How to complete this task — Take the entries that follow and return exactly the lines from the one holding "Fix includeData in pick events" through the one holding "- [x] Test with real clients and servers", both included. Nothing else is needed.
Provided information Block Start
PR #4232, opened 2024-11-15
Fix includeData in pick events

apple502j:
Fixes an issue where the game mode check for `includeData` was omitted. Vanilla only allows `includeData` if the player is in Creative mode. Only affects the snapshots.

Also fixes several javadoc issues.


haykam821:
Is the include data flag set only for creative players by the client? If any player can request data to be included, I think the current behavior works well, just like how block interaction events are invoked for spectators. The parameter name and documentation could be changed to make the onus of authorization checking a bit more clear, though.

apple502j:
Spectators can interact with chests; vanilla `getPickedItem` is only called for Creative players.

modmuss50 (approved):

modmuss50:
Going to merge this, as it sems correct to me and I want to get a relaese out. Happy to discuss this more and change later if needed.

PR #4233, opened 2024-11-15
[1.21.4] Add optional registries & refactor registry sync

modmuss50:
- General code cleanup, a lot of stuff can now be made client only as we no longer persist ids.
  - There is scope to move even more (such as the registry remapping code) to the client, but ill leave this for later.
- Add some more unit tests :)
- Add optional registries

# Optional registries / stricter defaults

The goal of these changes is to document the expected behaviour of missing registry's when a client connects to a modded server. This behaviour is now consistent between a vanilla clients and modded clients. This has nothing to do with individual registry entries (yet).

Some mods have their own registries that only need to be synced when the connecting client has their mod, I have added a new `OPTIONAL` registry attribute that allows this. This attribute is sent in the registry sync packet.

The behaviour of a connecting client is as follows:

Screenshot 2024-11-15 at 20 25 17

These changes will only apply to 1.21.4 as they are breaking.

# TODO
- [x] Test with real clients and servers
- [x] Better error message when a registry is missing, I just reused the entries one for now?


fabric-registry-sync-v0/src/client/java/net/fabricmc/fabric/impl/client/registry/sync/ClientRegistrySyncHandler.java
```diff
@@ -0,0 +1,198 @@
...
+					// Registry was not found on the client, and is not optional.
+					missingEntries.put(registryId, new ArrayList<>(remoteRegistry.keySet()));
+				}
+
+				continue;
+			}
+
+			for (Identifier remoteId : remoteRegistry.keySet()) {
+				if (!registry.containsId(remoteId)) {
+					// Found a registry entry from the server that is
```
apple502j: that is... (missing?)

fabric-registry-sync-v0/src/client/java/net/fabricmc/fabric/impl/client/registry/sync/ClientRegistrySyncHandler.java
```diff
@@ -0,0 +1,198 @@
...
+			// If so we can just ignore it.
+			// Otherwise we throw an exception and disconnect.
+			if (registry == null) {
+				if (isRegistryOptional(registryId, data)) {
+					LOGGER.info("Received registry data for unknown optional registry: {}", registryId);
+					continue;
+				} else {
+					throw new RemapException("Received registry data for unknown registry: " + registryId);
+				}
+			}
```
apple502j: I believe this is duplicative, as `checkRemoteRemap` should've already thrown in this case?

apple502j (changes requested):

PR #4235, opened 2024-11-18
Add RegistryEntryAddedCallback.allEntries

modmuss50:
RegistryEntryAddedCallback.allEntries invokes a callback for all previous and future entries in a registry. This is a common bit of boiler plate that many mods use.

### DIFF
Provided information Block End
Response for this exercise —
Fix includeData in pick events

apple502j:
Fixes an issue where the game mode check for `includeData` was omitted. Vanilla only allows `includeData` if the player is in Creative mode. Only affects the snapshots.

Also fixes several javadoc issues.


haykam821:
Is the include data flag set only for creative players by the client? If any player can request data to be included, I think the current behavior works well, just like how block interaction events are invoked for spectators. The parameter name and documentation could be changed to make the onus of authorization checking a bit more clear, though.

apple502j:
Spectators can interact with chests; vanilla `getPickedItem` is only called for Creative players.

modmuss50 (approved):

modmuss50:
Going to merge this, as it sems correct to me and I want to get a relaese out. Happy to discuss this more and change later if needed.

PR #4233, opened 2024-11-15
[1.21.4] Add optional registries & refactor registry sync

modmuss50:
- General code cleanup, a lot of stuff can now be made client only as we no longer persist ids.
  - There is scope to move even more (such as the registry remapping code) to the client, but ill leave this for later.
- Add some more unit tests :)
- Add optional registries

# Optional registries / stricter defaults

The goal of these changes is to document the expected behaviour of missing registry's when a client connects to a modded server. This behaviour is now consistent between a vanilla clients and modded clients. This has nothing to do with individual registry entries (yet).

Some mods have their own registries that only need to be synced when the connecting client has their mod, I have added a new `OPTIONAL` registry attribute that allows this. This attribute is sent in the registry sync packet.

The behaviour of a connecting client is as follows:

Screenshot 2024-11-15 at 20 25 17

These changes will only apply to 1.21.4 as they are breaking.

# TODO
- [x] Test with real clients and servers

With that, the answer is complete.